A backpack sat on one of the tables. Konan shined his light on it. Everything in the room had dust on it, except for the backpack. Konan heard a noise and turned to face it. Lilly stood by a mannequin. An average looking man held a pistol to her head.
“Um, Konan…” Konan watched as the man pushed the pistol and Lilly stepped into full view. “I think this is Rasheed.”
Konan waited. The man looked at him, Konan stared back.
“Who are you? What do you want,” the man asked.
“I’m Thermopolis Konan. I’m with the police, and I am looking for Rasheed Mohammed. Are you him?”
“Why have you sought me?”
“I need to ask you some questions about Talia’s murder. You need to put down the weapon.”

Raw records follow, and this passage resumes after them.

PR #2387, opened 2026-06-02
fix(x11): preserve root button propagation

### LINKED ISSUE #2386: [Bug]: 1.24.0 disables root window right click in Openbox
### What happened?

In Openbox, right-clicking in the root window is supposed to show a menu.
With Conky 1.24.0, right clicking does nothing. Reverting to 1.23.0 fixes it.

### Version

1.24.0

Gentoo

### Conky config

```Lua

```

### Stack trace

```GDB

```

### Relevant log output

```Shell

```

brndnmtthws:
## Summary

Preserve X11 root-window button propagation for mouse events that are not over Conky. This fixes #2386.

## User Impact

Openbox users can right-click the root window to open the desktop menu again while Conky is running. Normal application-window clicks and scrolls still avoid duplicate synthetic propagation.

## Root Cause

Conky receives XI2 events from a passive selection on the root window. The previous propagation regression fix consumed every off-Conky event because child-window events are already delivered by the X server, but that also consumed root-targeted button events that window managers handle through the legacy root-click path.

## Fix

Classify XI2 button events whose `child` is `None` as root-button events and leave those eligible for the existing legacy propagation path. Continue consuming other off-Conky XI2 events to avoid duplicate delivery to child windows.

## Validation

- `clang-format --dry-run --Werror src/output/display-x11.cc`
- `mise run build`
- `mise run test`

### DIFF
--- a/src/output/display-x11.cc
+++ b/src/output/display-x11.cc
@@ -638,14 +638,15 @@ bool handle_event<x_event_handler::MOUSE_INPUT>(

“So, you can kill me? I don’t think so.”
“I’m not going to kill you, Rasheed. She might when you move that gun from her head. You have nothing to fear from me.”
“Are you a soldier? A killer of men?”
“Give me your word as a soldier that I will come to no harm from you.”
“I give you, my word.”
Rasheed removed the gun from Lilly’s head and handed it to Konan. Lilly punched Rasheed in the mouth.
“That’s for putting a gun to my head, idiot!” Rasheed wiped at the blood from his mouth and nodded. Konan watched the scene play out. Lilly walked off to calm down, Konan motioned to a chair for Rasheed to sit in.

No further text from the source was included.